Portanto, para executar uma aplicação RMI é preciso inicialmente disponibilizar o serviço de registro RMI. Para tanto, o aplicativo rmiregistry deve ser executado. Com o rmiregistry disponível, o servidor pode ser executado. Para tanto, essa máquina virtual Java deverá ser capaz de localizar e carregar as classes do servidor, da implementação do serviço e do skeleton.

Após a execução do comando que ativa a aplicação servidor, a mensagem “Count Server ready.” deverá surgir na tela, indicando que o servidor obteve sucesso na criação e registro do serviço e portanto está apto a responder às solicitações de clientes.

Finalmente, com o servidor já habilitado para responder às solicitações, o código cliente pode ser executado. Essa máquina virtual deverá ser capaz de localizar e carregar as classes com a aplicação cliente, a interface do serviço e o stub para a implementação do serviço. Seria possível também ter várias ativações simultâneas de CountClient em diferentes máquinas virtuais Java.

No caso mais simples de execução, as diversas máquinas virtuais Java estarão executando em

uma mesma máquina, compartilhando um CLASSPATH comum. No entanto, há mecanismos para permitir o carregamento de classes em uma aplicação RMI envolvendo classes remotas.

 

Operação com objetos em máquinas remotas

Na descrição da operação de aplicações distribuídas usando RMI, assumiu-se que as aplicações clientes, servidor e de registro eram processos distintos; porém considerou-se que todas as classes necessárias para a operação das aplicações estavam localizadas em algum diretório do CLASSPATH local.

No caso de execução em máquinas separadas, há duas formas de fazer a distribuição das classes de modo que clientes e servidores possam executar corretamente.  Na primeira forma, a estratégia  é distribuir explicitamente as classes necessárias e incluí-las em diretórios onde elas possam ser localizadas quando necessário. No lado cliente, essas classes complementares seriam a interface  do serviço e o stub para a implementação do serviço. No lado servidor, seriam essas as classes de implementação do serviço e o correspondente skeleton.

A outra forma é utilizar os mecanismos de carregamento dinâmico de classes distribuídas, em alternativa ao class loader padrão da máquina virtual Java. Por exemplo, se a execução do cliente se dá através de um applet, o AppletClassLoader oferece as funcionalidades necessárias para localizar uma classe que está localizada no mesmo diretório de onde foi carregada a classe original.

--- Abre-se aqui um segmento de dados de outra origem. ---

PR #979, opened 2015-07-14
Support packages.ProjectName.config file if present.

ddunkin:
If a file of the format packages.ProjectName.config is present, it should be used instead of packages.config.

Documentation: http://docs.nuget.org/release-notes/nuget-2.8#user-content-individual-packagesconfig-files-for-different-platforms.
Reference implementation: https://github.com/NuGet/NuGet.PackageManagement/blob/3.0-rtm/src/ProjectManagement/Projects/PackagesConfigNuGetProject.cs


mrward:
Thanks. Unfortunately this feature has already been implemented on a different [branch](https://github.com/mono/monodevelop/tree/nuget-packages-config-file-named-after-project).

PR #980, opened 2015-07-14
[Editor] Add a SelectUntilMatchingBrace command.

Therzok:


mkrueger:
Add that to the roslyn branch. Doesn't make sense to add features to master.

Therzok:
It doesn't conflict with master. And it's the same code for both. Why not just merge to master then merge to roslyn?

mkrueger:
It's on the wrong layer. All text editor commands should be done on the IDE layer. Commands written against the mono.texteditor will not work IF we replace the editor.

Therzok:
Closing PR as I filed a bug for this.

PR #981, opened 2015-07-15
[Components] Use the ContextMenu system to build the popup menu for MenuButton

iainx:
There are multiple systems for building menus in MonoDevelop
 - Using the standard Gtk.Menu functions like MenuButton uses
 - MonoDevelop.Components ContextMenu system where menus are described in an object model, and Gtk.Menu and NSMenus can be created from them
 - By using CommandEntrySets, another model that can then generate Gtk.Menu or NSMenu

This patch ports MenuButton to use the MonoDevelop.Components.ContextMenu system and deprecates the old Gtk.Menu methods. This should make it possible to switch to using NSMenu for these popup menus on the Mac


iainx:
(As an aside, I did have it using NSMenu instead of Gtk.Menu, but I wasn't able to get the popup to line up correctly in all cases so I thought I'd just push this anyway)

Therzok:
:+1:

slluis:
:+1:

PR #982, opened 2015-07-16
[Components] Prevent simultaneous command dispatches

iainx:
Add a check that a previously dispatched command has completed before dispatching a new one.

Most commands finish quickly, but those that open modal dialogs do not, and so it was possible to open multiple "Close without saving" dialogs by repeatedly pressing Ctrl-W on a dirty file or to cut/copy/paste while the dialog was open by Ctrl-W and then Ctrl-X

Fixes BXC #29519 - Multiple copies of the same modal dialog can be made visible at the same time

### DIFF
--- a/main/src/core/MonoDevelop.Ide/MonoDevelop.Components.Commands/CommandManager.cs
+++ b/main/src/core/MonoDevelop.Ide/MonoDevelop.Components.Commands/CommandManager.cs
@@ -333,6 +333,12 @@ namespace MonoDevelop.Components.Commands
 					return null;
 			}
 
+			// If a modal dialog is running then the menus are disabled, even if the commands are not
+			// See MDMenuItem::IsGloballyDisabled
+			if (DesktopService.IsModalDialogRunning ()) {
+				return ev;
+			}
+
 			var gdkev = MonoDevelop.Components.Mac.GtkMacInterop.ConvertKeyEvent (ev);
 			if (gdkev != null) {
 				if (ProcessKeyEvent (gdkev))
@@ -1166,7 +1172,7 @@ namespace MonoDevelop.Components.Commands
 				return false;
 
 			commandId = CommandManager.ToCommandId (commandId);
-			
+
 			List<HandlerCallback> handlers = new List<HandlerCallback> ();
 			ActionCommand cmd = null;
 			try {


Therzok:
Does this affect paste command?

I don't like this fix.

The issue is most likely in this [block](https://github.com/mono/monodevelop/blob/master/main/src/core/MonoDevelop.Ide/MonoDevelop.Components.Commands/CommandManager.cs#L312-L342).

The modal dialog (close popup) cannot handle the close command, and it routes back to the IDE. But, changing that behaviour breaks other modal dialogs' logic.

iainx:
It does appear to only happen on Mac, so you could be right with regards to that block, but like you say, changing that would break other things.

It doesn't appear to affect holding down Cmd+V to repeatedly paste things, at least not on OS X. Let me try on Linux.

My thoughts are that it's safer to make command dispatch not be re-entrant but maybe there's somewhere that depends on that behaviour.

slluis:
I also don't like the fix. The bug must be elsewhere. While the message dialog is visible all the menu options are disabled (including the Close File option), so the shortcut should not work.

alanmcgovern:
cmd-enter can be pressed multiple times, which causes multiple "Do you want to build this project before you run it" dialogs to appear if you have the option to 'automatically build before launching' disabled

iainx:
The bug is that on the Mac the `OnNSKeyPress` method is called on keypress regardless of the menu option state and OnNSKeyPress feeds the keypress into the command dispatch system. @Therzok says he did that to fix another bug so removing the OnNSKeyPress will break some other expected behaviour. 

Adding the extra protection around command dispatch rather than just relying on the state of the menu UI seems to be the best compromise.

Other fun things you can do with this bug: edit a file, press cmd+w to get lots of dialogs on screen the  cmd+q, answer the quit dialog and the main window closes but all the modal cmd+w dialogs are left and the app doesn't actually quit

slluis:
If we already have logic that disables the menu options in this context, then the same logic can be used to discard the key press.

iainx:
The logic that disables the menu options is DesktopService.IsModalDialogRunning (), so I use that here.

Therzok:
May I squash and cherry-pick?

alanmcgovern:
Is this ready to merge?

PR #985, opened 2015-07-17
[MacPlatform] Don't use Carbon for application events

iainx:
This patch removes the use of Carbon for ApplicationEvents in MacPlatform

Requires https://github.com/mono/xwt/pull/532 - I'll update this PR if/when that gets merged

[Doesn't remove the use of Carbon in mdmonitor as it uses a symlink to the ApplicationEvents file)


Therzok:
@iainx Xwt PR is merged, what to do about this?

iainx:
The version of Xwt currently used by Monodevelop includes my patch, so I've rebased and this is good to go if desired

PR #987, opened 2015-07-20
[Ide] Attached SemanticModelAttribute with ExtensibleTreeView

manish:
This patch inspecting the TreeView values from the Test Framework


slluis:
How is this model interesting for UI automation? this is an internal implementation detail.

main/src/core/MonoDevelop.Ide/MonoDevelop.Ide.Gui.Components/ExtensibleTreeView.cs
```diff
@@ -156,6 +157,10 @@ public virtual void Initialize (NodeBuilder[] builders, TreePadOption[] options,
 			tree.Model = store;
 			tree.Selection.Mode = Gtk.SelectionMode.Multiple;
 
+			// Set up the list store so the test framework can work out the correct columns
+			var modelAttr = new SemanticModelAttribute ("store__NodeInfo", "store__DataObject", "store__Chain", "store__CheckVisible");
```
Therzok: Isn't it missing one of the bool members?

PR #990, opened 2015-07-28
Logging service extra

Therzok:


Therzok:
The main reason for this change is that usually logs sent by Subversion users do not have the native error code attached, so logs will now have it. Probably a line like "Exception Data:" can be prepended to the part where we log the extra data.

main/src/core/MonoDevelop.Core/MonoDevelop.Core/LoggingService.cs
```diff
@@ -492,20 +493,35 @@ public static void LogFatalError (string messageFormat, params object[] args)
...
-		
+
+		static string FormatExceptionText (string message, Exception ex)
+		{
+			var exceptionText = new StringBuilder ();
+			exceptionText.Append (message);
+			if (ex != null) {
+				exceptionText.AppendLine ();
+				exceptionText.Append (ex);
+				foreach (DictionaryEntry item in ex.Data) {
```
Therzok: Should I prepend "Exception Data:" as a line here?

slluis: Yes, although only if ex.Data is not empty. Also, if ex is null it should return message, no need to create the StringBuilder in this case.

Therzok: Sure, I'll get on to these changes.

slluis:
:+1:

Therzok:
Merged manually.

PR #992, opened 2015-07-29
[NUnit] Do not clear test results when active config changed.

mrward:
Fixed [bug #31272](https://bugzilla.xamarin.com/show_bug.cgi?id=31272) - Test results disappear randomly after running a test.

Only clear the results in the Test Results window when a workspace item is closed or a new test run is started. Previously the Test Results window would be cleared when the active configuration
changed. The active configuration can be changed manually or if the SolutionItem's OnExecutionTargetsChanged method is called and the project does not use Debug as its default target. The Unit Tests window is still refreshed when the active configuration is changed.


Therzok:
:+1:

slluis:
:+1:

PR #993, opened 2015-07-29
Fix 30506

iainx:
Fixes BXC #30506


slluis:
Look good.

iainx:
Fixed the commits without the stetic files being changed

PR #994, opened 2015-07-29
[Ide] Set Gtk.LinkButton's URI handler

manish:
Needed to resolve bug #29481 - "Supported List" should be a hyperlink instead of a button under Target Framework for Mac projects


bratsche:
:+1:

PR #1126, opened 2015-11-03
Roslyn msbuild generator support

sgmunn:


sgmunn:
this supersedes https://github.com/mono/monodevelop/pull/1118

sgmunn:
@Therzok @slluis -  new PR, all squashed up.

sgmunn:
@slluis I know this isn't a high priority atm, given I won;t need this until C8 I think, but it would be nice to know if we can merge this in before then.

main/src/core/MonoDevelop.Ide/MonoDevelop.Ide.Gui/Document.cs
```diff
@@ -378,7 +378,6 @@ public void Save ()
 							FileService.NotifyFileChanged (fileName);
 						}
 						Window.ViewContent.Save (fileName);
-						FileService.NotifyFileChanged (fileName);
```
slluis: Why remove this?

main/src/core/MonoDevelop.Ide/MonoDevelop.Ide.TypeSystem/MonoDevelopWorkspace.cs
```diff
@@ -957,6 +968,38 @@ void OnFileRenamed (object sender, MonoDevelop.Projects.ProjectFileRenamedEventA
 			}
 		}
 
+		/// <summary>
+		/// Processes any genrator targets that the file might have associated with it
+		/// </summary>
+		async Task HandleGenerator (MonoDevelop.Projects.ProjectFile file, MonoDevelop.Projects.Project project)
```
slluis: The HandleGenerator method and the calls to this method should not be here, for two reasons:
1) It is not the responsibility of the type system. The type system parses code, it is not its job to generate code.
2) Roslyn only works for C#, but generators should work for other languages, such as F#

This should be handled in CustomToolService.

main/tests/test-projects/project-with-corecompiledepends/project.csproj
```diff
@@ -0,0 +1,100 @@
+﻿<?xml version="1.0" encoding="utf-8"?>
+<Project DefaultTargets="Build" ToolsVersion="4.0" xmlns="http://schemas.microsoft.com/developer/msbuild/2003">
+  <PropertyGroup>
+    <Configuration Condition=" '$(Configuration)' == '' ">Debug</Configuration>
+    <Platform Condition=" '$(Platform)' == '' ">AnyCPU</Platform>
+    <ProjectGuid>{7D68563A-E933-4AC0-A333-2F909720565B}</ProjectGuid>
+    <ProjectTypeGuids>{EFBA0AD7-5A72-4C68-AF49-83D382785DCF};{FAE04EC0-301F-11D3-BF4B-00C04F79EFBC}</ProjectTypeGuids>
```
slluis: We can't have tests on the monodevelop repo that depend on Xamarin products, since they need to run with a standalone MonoDevelop build (e.g. on Linux). You'll have to create a simple generator target to test this.

main/src/core/MonoDevelop.Ide/MonoDevelop.Ide.Gui/Document.cs
sgmunn: The file service was sending multiple file change notifications when the document was saved. This would cause us to run the generator target twice on file save.

The view was changed to be responsible for sending the change notification instead of the document
https://github.com/mono/monodevelop/commit/01effaa665f6b498bf42057278615812188f7719

main/src/core/MonoDevelop.Ide/MonoDevelop.Ide.TypeSystem/MonoDevelopWorkspace.cs
sgmunn: 1. I understand, I should have thought of that.
2. I don't follow how this is language specific - aren't we just running targets in the project, shouldn't that be supported in F#?

main/tests/test-projects/project-with-corecompiledepends/project.csproj
sgmunn: That's a copy+paste bug when I just copied the project I was working with. I would expect this to work with just a console project.

main/src/core/MonoDevelop.Ide/MonoDevelop.Ide.Gui/Document.cs
slluis: ok

main/src/core/MonoDevelop.Ide/MonoDevelop.Ide.TypeSystem/MonoDevelopWorkspace.cs
sgmunn: With 1) above, if we move this to a custom tool, we would then need to run custom tools on file removed and file added. I believe this is only done on file changed atm. Is that ok?

slluis: Yeah, we may need to add add/remove support to CustomToolService

sgmunn:
Something like this?

slluis:
LGTM

PR #1131, opened 2015-11-04
Add support for Run/Debug/Stop apps and checking Output windows text

manish:
Also fixes WaitForNoStatusMessage by actually getting the empty message from GetStatusMessage


Therzok:
Why are we no longer asserting that the icon changes?

manish:
I thought there were better methods to actually check if the debugger is running.

PR #1150, opened 2015-11-25
[roslyn branch] Add Suspend / Resume methods for IViewContent

hach-que:
This adds Suspend and Resume methods for IViewContent.  They are invoked when a tab is switched away from and when a tab is switched to.

For the Protobuild plugin, I embed another window within the tab.  When the tab is switched away from, it destroys the GTK widgets underneath the tab, and thus destroys the window handle.  I need to know when the tab is switched back to so I can reconstruct the window handle and pass it to the other application.


slluis:
I'm working on a redesign of IViewContent, which will be converted to a class, and it already has something like the Suspend / Resume methods. I'm planning to push it next week.

PR #1151, opened 2015-11-25
[roslyn branch] Allow display bindings to be registered at runtime

hach-que:
This allows display bindings to be registered at runtime.  This is useful when an extension (like the Protobuild add-in I'm developing) needs to add and remove display bindings as it becomes aware of more supported extensions.

In the Protobuild add-in, we support having projects in the solution provide IDE editors, and we load the compiled assemblies into an AppDomain or GtkPlug/Socket/separate process to allow developers to provide additional editors for the content of their own project.


slluis:
whitelist

slluis:
Looks good.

Em RMI, há uma alternativa adicional de se utilizar o RMIClassLoader, que permite o carregamento de stubs e skeletons a partir de um URL (especificado através da propriedade java.rmi. server.codebase). Essa propriedade deve ser estabelecida para a máquina virtual Java que irá executar o servidor, como em

 

>java -Djava.rmi.server.codebase=http://mhost/mdir/ CountServer

 

Deste modo, quando o servidor realizar o cadastro do serviço no registry, esse codebase será embutido na referência do objeto. Quando o cliente obtiver a referência ao objeto remoto do registry e seu class loader falhar em localizar a classe stub no CLASSPATH local, sua máquina virtual Java fará uma conexão HTTP com mhost para obter a classe correspondente — assim como outras classes eventualmente necessárias para execução do serviço no lado cliente.

De forma similar, caso o rmiregistry estivesse operando em outra máquina, distinta daquela onde as aplicações clientes e servidor estivessem executando, seria necessário especificar no código das aplicações a máquina que executa rmiregistry, seja através do método getRegistry() da classe LocateRegistry ou através da especificação de URL no protocolo RMI nos métodos da classe Naming.

Como para qualquer situação na qual a máquina virtual Java irá carregar classes localizadas de forma distribuída, é preciso adicionalmente estabelecer qual a política de segurança para operar com código proveniente das outras máquinas. Essa política será enforçada pelo gerenciador de segurança, que pode ser definido pela invocação do método correspondente antes de qualquer invocação a métodos de RMI:

System.setSecurityManager(new RMISecurityManager());

O uso dessas facilidades pode ser apreciado nos exemplos modificados para o código do servidor e cliente da aplicação do contador distribuído. No caso do servidor:

1

import

java.rmi.*;

2

import

java.rmi.server.*;

3

import

java.rmi.registry.*;

4

import

java.net.SocketPermission;

5

public

class CountServer {

  1. public static void main(String[] args) {

  2. // Create and install the security manager

  3. System.setSecurityManager(new RMISecurityManager());

  4. catch (Exception e) {

  5. e.printStackTrace();

11                   }

  1. try {

  2. String serviceName = "Count001";

  3. // Create CountImpl

  4. CountImpl myCount = new CountImpl();

  5. Registry r = LocateRegistry.getRegistry(args[0]);

  6. r.rebind(serviceName, myCount);

  7. System.out.println("Count Server ready.");

19                   }

  1. catch (Exception e) {

  2. System.out.println("Exception: " + e.getMessage());

  3. e.printStackTrace();

23                   }

24             }

25       }

 

No caso da aplicação cliente, o código modificado é apresentado abaixo:

  1. import java.rmi.*;

  2. import java.rmi.registry.*;

  3. public class CountClient {

  4. public static void main(String args[]) {

  5. // Create and install the security manager

  6. System.setSecurityManager(new RMISecurityManager());

  7. try {

  8. Count myCount = (Count)Naming.lookup("rmi://" +

9                                                                                                       args[0] + "/Count001");

  1. // Calculate Start time

  2. long startTime = System.currentTimeMillis();

  3. // Increment 1000 times

  4. System.out.print("Incrementing... ");

14                         for (int i = 0 ; i < 1000 ; i++ )

  1. myCount.increment();

  2. System.out.println(myCount.get());

  3. // Calculate stop time; print out statistics

  4. long stopTime = System.currentTimeMillis();

  5. System.out.println("Avg Ping = "

20                                                                                + ((stopTime - startTime)/1000f)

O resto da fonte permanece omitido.